§ **EXERCISE PROMPT**
The data should be printed in full, character for character.

§ **MATERIAL FOR THE TASK**
PR #321, opened 2020-05-10
Add details on what we want to test privately.

jonathanmetzman:
Ask for tested patch.


docs/faq.md
```diff
@@ -77,11 +77,15 @@ good to them.
 
 ## I'd like to get my fuzzer evaluated on the free FuzzBench service, but I don't want the results to be public yet.
 
-Please reach out to us at fuzzbench@google.com.
+Please reach out to us at fuzzbench@google.com. If we agree to benchmark your
+fuzzer, please send us a patch file for fuzzbench and please test your patch
```
inferno-chromium, line 81: maybe add "that applies cleanly on master"

docs/faq.md
```diff
@@ -77,11 +77,15 @@ good to them.
...
+using `make build-$FUZZER-all`.
 
 ## I'm working on a new tool, but I'm not ready to make my code public yet. Can I use the FuzzBench service?
 
-Yes, please reach out to us at fuzzbench@google.com.
+Yes, please reach out to us at fuzzbench@google.com. If we agree to benchmark
+your tool, please send us a patch file for fuzzbench and please test your
+patch using `make build-$TOOL-all`.
```
jonathanmetzman: Do you think `make build-$TOOL-all` is too burdensome? It will take a long time. It might be better just to ask for `make build test-run-$TOOL-$OSS_FUZZ_BENCHMARK test-run-$TOOL-$STANDARD_BENCHMARK`

docs/faq.md
jonathanmetzman: Done.

docs/faq.md
inferno-chromium: Yes right, i think can ask them to try against one benchmark OR one oss-fuzz,regular benchmark. wonder if example benchmark can go stale, so can ask them to try against 1-2 benchmarks ?

docker/build.mk
```diff
@@ -21,6 +21,7 @@ BASE_TAG ?= gcr.io/fuzzbench
 
 build-all: $(addsuffix -all, $(addprefix build-,$(FUZZERS)))
 pull-all: $(addsuffix -all, $(addprefix pull-,$(FUZZERS)))
+test-run-all: $(addsuffix -all, $(addprefix test-run-,$(FUZZERS)))
```
inferno-chromium, line 24: This need a rebase and move to docker/generate_makefile.py

docs/faq.md
lszekeres: We can also say: try at at least 1-2 benchmark, ideally all.

inferno-chromium: ah right, all will be a nightmare. 1-2 seems better ?

inferno-chromium:
friendly ping, this needs minor rebase and nice to get committed.

docs/faq.md
jonathanmetzman: OK updated the docs to say this.

docker/build.mk
jonathanmetzman: We don't have a test-run-all target now but we do have test-run-$FUZZER-all. I think that's probably enough. WDYT?

jonathanmetzman:
Please take another look at this. I made some more substantial changes to the docs so a rereview would be good.

docs/faq.md
```diff
@@ -75,13 +75,27 @@ to misunderstand configuration details that can have an impact on the results.
...
+
+Probably yes. We run private experiments for this purpose.
+Please reach out to us at fuzzbench@google.com. If we agree to benchmark your
+fuzzer, please follow the guide on
+[adding a new fuzzer]({{ site.baseurl }}/getting-started/adding-a-new-fuzzer/)
+on how to integrate your fuzzer with FuzzBench.
+
+You can ignore the sections on [Requesting an experiment]({{ site.baseurl }}/getting-started/adding-a-new-fuzzer/#requesting-an-experiment) and
+[Submitting your integration]({{ site.baseurl }}/getting-started/adding-a-new-fuzzer/#submitting-your-integration).
+Please test your fuzzer builds and works with our benchmarks, we won't have
```
lszekeres, line 88: nit, consider wording: "Please make sure that your fuzzer works with our benchmarks"

docs/faq.md
```diff
@@ -75,13 +75,27 @@ to misunderstand configuration details that can have an impact on the results.
...
+CI to do this for private experiments.
+Ideally, you should test all benchmarks using `make -j test-run-$FUZZER-all`.
+This takes too long on most machines so you should try a few of them:
```
lszekeres, line 91: do some of the benchmarks tend to be more "problematic" then others? this is probably hard to tell but if you happen to have some in mind consider suggesting to prioritize testing with those.

jonathanmetzman: The ones I picked were probably some of the less problematic ones but are pretty fast. bloaty_fuzz_target might be more problematic but is a bit slower. Maybe I should point out that if your fuzzer doesn't change the build process with AFL/some other fuzzer we already have you probably don't need to test others but if it does change a lot (e.g. KLEE) you should test others like bloaty_fuzz_target?

lszekeres: or just suggest of shortlist of benchmarks that includes a few fast ones and a few potentially problematic ones too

§ **YOUR SOLUTION**
PR #321, opened 2020-05-10
Add details on what we want to test privately.

jonathanmetzman:
Ask for tested patch.


docs/faq.md
```diff
@@ -77,11 +77,15 @@ good to them.
 
 ## I'd like to get my fuzzer evaluated on the free FuzzBench service, but I don't want the results to be public yet.
 
-Please reach out to us at fuzzbench@google.com.
+Please reach out to us at fuzzbench@google.com. If we agree to benchmark your
+fuzzer, please send us a patch file for fuzzbench and please test your patch
```
inferno-chromium, line 81: maybe add "that applies cleanly on master"

docs/faq.md
```diff
@@ -77,11 +77,15 @@ good to them.
...
+using `make build-$FUZZER-all`.
 
 ## I'm working on a new tool, but I'm not ready to make my code public yet. Can I use the FuzzBench service?
 
-Yes, please reach out to us at fuzzbench@google.com.
+Yes, please reach out to us at fuzzbench@google.com. If we agree to benchmark
+your tool, please send us a patch file for fuzzbench and please test your
+patch using `make build-$TOOL-all`.
```
jonathanmetzman: Do you think `make build-$TOOL-all` is too burdensome? It will take a long time. It might be better just to ask for `make build test-run-$TOOL-$OSS_FUZZ_BENCHMARK test-run-$TOOL-$STANDARD_BENCHMARK`

docs/faq.md
jonathanmetzman: Done.

docs/faq.md
inferno-chromium: Yes right, i think can ask them to try against one benchmark OR one oss-fuzz,regular benchmark. wonder if example benchmark can go stale, so can ask them to try against 1-2 benchmarks ?

docker/build.mk
```diff
@@ -21,6 +21,7 @@ BASE_TAG ?= gcr.io/fuzzbench
 
 build-all: $(addsuffix -all, $(addprefix build-,$(FUZZERS)))
 pull-all: $(addsuffix -all, $(addprefix pull-,$(FUZZERS)))
+test-run-all: $(addsuffix -all, $(addprefix test-run-,$(FUZZERS)))
```
inferno-chromium, line 24: This need a rebase and move to docker/generate_makefile.py

docs/faq.md
lszekeres: We can also say: try at at least 1-2 benchmark, ideally all.

inferno-chromium: ah right, all will be a nightmare. 1-2 seems better ?

inferno-chromium:
friendly ping, this needs minor rebase and nice to get committed.

docs/faq.md
jonathanmetzman: OK updated the docs to say this.

docker/build.mk
jonathanmetzman: We don't have a test-run-all target now but we do have test-run-$FUZZER-all. I think that's probably enough. WDYT?

jonathanmetzman:
Please take another look at this. I made some more substantial changes to the docs so a rereview would be good.

docs/faq.md
```diff
@@ -75,13 +75,27 @@ to misunderstand configuration details that can have an impact on the results.
...
+
+Probably yes. We run private experiments for this purpose.
+Please reach out to us at fuzzbench@google.com. If we agree to benchmark your
+fuzzer, please follow the guide on
+[adding a new fuzzer]({{ site.baseurl }}/getting-started/adding-a-new-fuzzer/)
+on how to integrate your fuzzer with FuzzBench.
+
+You can ignore the sections on [Requesting an experiment]({{ site.baseurl }}/getting-started/adding-a-new-fuzzer/#requesting-an-experiment) and
+[Submitting your integration]({{ site.baseurl }}/getting-started/adding-a-new-fuzzer/#submitting-your-integration).
+Please test your fuzzer builds and works with our benchmarks, we won't have
```
lszekeres, line 88: nit, consider wording: "Please make sure that your fuzzer works with our benchmarks"

docs/faq.md
```diff
@@ -75,13 +75,27 @@ to misunderstand configuration details that can have an impact on the results.
...
+CI to do this for private experiments.
+Ideally, you should test all benchmarks using `make -j test-run-$FUZZER-all`.
+This takes too long on most machines so you should try a few of them:
```
lszekeres, line 91: do some of the benchmarks tend to be more "problematic" then others? this is probably hard to tell but if you happen to have some in mind consider suggesting to prioritize testing with those.

jonathanmetzman: The ones I picked were probably some of the less problematic ones but are pretty fast. bloaty_fuzz_target might be more problematic but is a bit slower. Maybe I should point out that if your fuzzer doesn't change the build process with AFL/some other fuzzer we already have you probably don't need to test others but if it does change a lot (e.g. KLEE) you should test others like bloaty_fuzz_target?

lszekeres: or just suggest of shortlist of benchmarks that includes a few fast ones and a few potentially problematic ones too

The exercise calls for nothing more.